» Provided material:
PR #695, opened 2020-10-14
[Custom Databases] UI changes for error messages

### LINKED ISSUE #694: Custom Databases error amendments
Writing up on request of @intsco.

The recent formula error is returned with the error type `malformed_csv`. We could consider that the file is a valid TSV, it just has some bad content. I'd like to suggest a new error type `bad_formulae` for this, I can use this key to display a more appropriate message.

However I think the `hint` field is a larger issue. It contains both plain text and nested JSON with incorrect quotes, so it is not completely human-readable or machine-parseable. I'd like to suggest moving the JSON section to a `details` field. I should be able to safely use this in the formatted messages on the front-end.

**Examples**
_newlines added for readability_

Current format:
```json
{
  "type":"malformed_csv",
  "hint":"Failed to parse some formulas\n{'line': 2, 'formula': 'C21H21O11+', 'error': 'ParseError(\\'Line 1: expected [0-9], \"(\", [A-Z]\\\\nC21H21O11+\\\\n          ^\\',)'}"
}
```
Suggested format:
```json
{
  "type": "bad_formulae",
  "hint": "Failed to parse some formulas",
  "details": [{"line": 2, "formula": "C21H21O11+", "error": "..."}]
}
```

richardgoater:
Resolves #694

### DIFF
--- a/metaspace/engine/sm/engine/molecular_db.py
+++ b/metaspace/engine/sm/engine/molecular_db.py
@@ -13,9 +13,16 @@ logger = logging.getLogger('engine')
 
 
 class MalformedCSV(Exception):
+    def __init__(self, message):
+        self.message = message
+        super().__init__()
+
+
+class BadData(Exception):
     def __init__(self, message, *errors):
-        full_message = '\n'.join([str(m) for m in (message,) + errors])
-        super().__init__(full_message)
+        super().__init__()
+        self.message = message
+        self.errors = errors
 
 
 class MolecularDB:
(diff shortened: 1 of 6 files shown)


metaspace/graphql/src/utils/smApi/databases.ts
```diff
@@ -18,7 +18,8 @@ export const smApiDatabaseRequest = async (uri: string, args?: any) => {
     if (valid_error_statuses.includes(content.status)) {
       throw new UserError(JSON.stringify({
         type: content.status,
-        hint: content.errors,
+        error: content.error,
+        details: content.details,
```
intsco, line 22: @richardgoater I hope this change doesn't break anything, this naming is better IMO.

metaspace/graphql/src/utils/smApi/databases.ts
```diff
@@ -5,7 +5,7 @@ import { snakeCase } from 'typeorm/util/StringUtils';
 import { smApiJsonPost } from './smApiCall'
 
 
-const valid_error_statuses = ['wrong_parameters', 'already_exists', 'malformed_csv'];
+const valid_error_statuses = ['wrong_parameters', 'already_exists', 'malformed_csv', 'bad_data'];
```
intsco, line 8: @richardgoater I added a new error type as `bad_data` because invalid can be not only formulas but values in other fields as well.

intsco (commented):
@richardgoater I addressed the problems you described in #694 with some modifications. Please review.

metaspace/engine/sm/engine/molecular_db.py
```diff
@@ -50,19 +57,28 @@ def to_dict(self):
...
+                errors.append({'line': line_n, 'row': row.values.tolist(), 'error': 'Empty value'})
+
         try:
             if '.' in row.formula:
                 raise InvalidFormulaError('"." symbol not supported')
             parseSumFormula(row.formula)
         except Exception as e:
-            csv_file_line_n = row.Index + 2
-            errors.append({'line': csv_file_line_n, 'formula': row.formula, 'error': repr(e)})
+            errors.append({'line': line_n, 'row': row.values.tolist(), 'error': repr(e)})
```
intsco, line 71: @richardgoater Mind the changes of the keys of error documents.

metaspace/graphql/src/utils/smApi/databases.ts
richardgoater: sorry dude, I think this might still be an issue. I'm not sure that I can safely turn these into formatted messages:
image

This is an example from the formula error:
image

I don't think it's possible to provide a message for this specific case from this info, but it might be enough to highlight the line and the user can try to figure it out. What do you think?

richardgoater: Example generic message:
image

LachlanStuart (approved):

» Exercise objective: Show every line of the data in which the word "tolist" appears.

» Answer below:
+                errors.append({'line': line_n, 'row': row.values.tolist(), 'error': 'Empty value'})
+            errors.append({'line': line_n, 'row': row.values.tolist(), 'error': repr(e)})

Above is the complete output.